Jakarta, Sinata.id — Menteri Pertanian Andi Amran Sulaiman membeberkan dugaan adanya proyek fiktif senilai Rp 5 miliar di lingkungan Kementerian Pertanian (Kementan). Dalam pernyataannya, Amran menyebut proyek tersebut melibatkan seorang pengamat pertanian yang selama ini dikenal sering melontarkan kritik terhadap kinerja sektor pertanian nasional.
Proyek Fiktif di Kementan
Tanpa menyebutkan nama, Amran mengungkapkan bahwa sosok pengamat itu kerap menyampaikan kritik yang menurutnya tidak membangun, bahkan beberapa kali menyajikan data yang dinilai tidak akurat.
“Dari dulu sudah sering mengkritik, tapi setelah kami telusuri, ternyata sebagian besar kritik yang disampaikan tidak konstruktif dan banyak datanya keliru,” ujar Amran, Kamis 18 April.
Pihak Kementan, lanjut Amran, melakukan investigasi internal yang kemudian mengungkap adanya proyek yang tidak terealisasi sesuai rencana. Temuan itu memperlihatkan bahwa sebagian besar kegiatan dalam proyek tersebut tidak dijalankan, dengan indikasi kuat penggunaan dokumen dan tanda tangan palsu.
“Barang-barang hasil pengadaan tidak digunakan, dan ada juga tanda tangan fiktif. Ini sangat merugikan negara, dengan potensi kerugian mencapai Rp 5 miliar,” jelasnya.
Amran menyebut keterlibatan pengamat dalam praktik tersebut sebagai bentuk pengkhianatan terhadap negara. Ia pun menegaskan bahwa kasus ini telah dilimpahkan ke aparat penegak hukum untuk proses lebih lanjut.

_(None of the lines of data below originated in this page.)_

PR #36152, opened 2023-06-17
GH-36151: [Java] Add `volatile` declaration to `keyPosition` in `ParallelSearcher`

### LINKED ISSUE #36151: `keyPosition` variable in ParallelSearcher should be marked `volatile`

`ParallelSearcher` dispatches multiple threads to search a large vector. The main synchronization variable here is `keyPosition`, which can be read and written to by multiple threads. All threads should have a consistent view of the state of this variable, hence it should be marked `volatile`.

### Component(s)

Java

rtadepalli:
### Rationale for this change

Multiple threads can read/write to the `keyPosition` variable. Thus, it should be declared `volatile` so that all threads have a consistent view of the value of this variable.

This PR just marks an instance member `volatile`.

### Are these changes tested?

Existing tests should suffice as no functionality is being changed.

No, there are no user facing changes. There are no changes to the public API either.
* Closes: #36151

### DIFF
--- a/java/algorithm/src/main/java/org/apache/arrow/algorithm/search/ParallelSearcher.java
+++ b/java/algorithm/src/main/java/org/apache/arrow/algorithm/search/ParallelSearcher.java
@@ -52,7 +52,7 @@ public class ParallelSearcher<V extends ValueVector> {
   /**
    * The position of the key in the target vector, if any.
    */
-  private int keyPosition = -1;
+  private volatile int keyPosition = -1;
 
   /**
    * Constructs a parallel searcher.


lidavidm (commented):
Shouldn't the right way to fix this be to use an AtomicInteger and compareAndSet?

rtadepalli:
`keyPosition` is only being read and written to, both of which should be one instruction each. Per my understanding, I don't think we need `AtomicInteger` here; `volatile` should suffice. Please let me know if I am missing something.

lidavidm (approved):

Meski tidak mengungkap identitas pihak terkait, Amran menekankan bahwa Kementan tetap terbuka terhadap kritik dan masukan, selama hal itu tidak mengarah pada tindakan merugikan negara.
“Kritik sah-sah saja, tapi jangan sampai menyalahgunakan posisi atau peran untuk kepentingan pribadi. Siapapun yang bermain di sektor pertanian, baik pegawai maupun pihak luar seperti pengamat, kalau terbukti melanggar, pasti kami tindak. Bahkan kalau itu anak saya sendiri yang melanggar, tetap saya pecat,” tegasnya.
Amran menyampaikan komitmennya untuk membersihkan Kementan dari segala praktik yang mencederai kepercayaan publik serta memastikan transparansi dan akuntabilitas tetap menjadi prioritas utama. (*)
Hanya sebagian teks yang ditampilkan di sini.